DIRT SPECIES Sand and dirt often contains traces of Silicon (Si) which is also often reported in the wear metals analysis. Silicon is not used in the cooling system design. Analyses which show very high levels of silicon (especially where the level has jumped) is an indication that the fluid has been contaminated by dust or dirt, or sand. Usually this is also apparent through the appearance of the fluid (where such sedimentation is visible). It should be carefully noted that Silicon levels can also be present in the coolant inhibitor additive, so presence of this species should be regarded carefully.

COOLANT ADDITIVE SPECIES There are some metal species which are deliberately intended to be in the coolant and depending on the coolant type will be apparent (even in virgin coolant of this type). These species are actually part of the coolant inhibitor additive pack. Sometimes, the analysis of these metals is used as a direct indicator (like RA) of the ongoing level of inhibitor. Examples here are Molybdenum (Mo), Boron (B) and Silicon (Si). It should be carefully noted that Silicon levels can also be an indicator of dirt/sand ingress, so presence of this species should be regarded carefully.

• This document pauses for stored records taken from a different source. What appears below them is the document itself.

PR #41, opened 2023-02-16
Add Git Operations for future CAPI Image Builder

DavidFair:
Adds the framework for handling the complex git ops we're going to do later on and associated unit tests

### DIFF
--- a/capi_image_builder/main.py
+++ b/capi_image_builder/main.py
@@ -1,0 +1,6 @@
+# Clone repo
+# Rebase
+# Remove old files
+# Build
+# Push to OpenStack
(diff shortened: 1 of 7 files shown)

OTHER DIRECT COOLANT ADDITIVE ANALYSIS Apart from the analysis of Mo, B and Si (which may be tested and results reported as part of the wear metals testing analysis), there are other tests which may be reported which are direct indicators of the presence and level of the additive inhibitors in the coolant itself.

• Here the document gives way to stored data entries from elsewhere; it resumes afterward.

PR #46, opened 2023-03-09
Script that generates Prometheus config including IP list

RJaliliSTFC:
Changed to python and git for more universal practices, simplified the overall configuration


meoflynn (changes requested):
Looks good, please could we add descriptions to the methods and to the unit tests?

prometheus_ip_script/test/test_generate_ips.py
```diff
@@ -0,0 +1,82 @@
...
+    substitute_template,
+    write_to_file,
+)
+
+
+def test_generate_100():
+    """
+    Test that the generate_hosts function returns a list of 255 hosts
+    belonging to the 172.16.100.x network
+    :return:
```
meoflynn, line 17: Could we remove this line if this unit test does not return any values?

meoflynn (approved):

These tests should be regarded carefully, as not all coolants contain these addtives. These tests can be performed and reported discretely. Phosphate Nitrate Nitrite

Where levels of the corrosion inhibitor packages are very low, this indicates that the coolant is nearing the end of its useful life, and drain and refill is recommended.

Where levels of the corrosion inhibitor packages are very high, this indicates that the coolant has been topped up with concentrate. Diagnostic advice depends on the level of inhibitor and the quantity of topup.

Where new corrosion inhibitors are detected in coolants which should not contain them, this indicates that the coolant has been contaminated with a different type and brand of coolant. The appearance should be checked to ensure that there is no flocculant or sediment (which would indicate that the coolants are not compatible). Diagnostic advice depends on the level and type of contamination observed.

COOLANT CHANGEOVER PRACTICE In normal circumstances, when a coolant is near the end of its life, a simple drain and refill technique is suitable to replace the coolant. Used coolant should always be disposed of appropriately and in consideration of local legislative requirements. Used coolant should never be tipped into untreated waterways.

In some circumstances, where sedimentation, contamination, excessive wear metal buildup, or excessive dirt or dust is present, it may be necessary to add another step in the changeover procedure. In these cases, the fluid should be drained, then the system should be flushed with either demineralized water, or a fresh charge of coolant then that flush should also be drained. This helps to remove all of the unwanted contamination species. Then the system can be refilled with fresh coolant.

SUMMARY Using these simple diagnostic tools, a great deal of information can be learned about the performance of the coolant, and the health of the cooling system. Maintaining a good healthy coolant is the first step in ensuring that the cooling system is clean and clear of corrosion.

As soon as indicators of system corrosion is apparent, it is good practice to properly service the cooling system, to replace leaks, service areas where pressure loss is occurring, and replace system parts that are corroded or worn.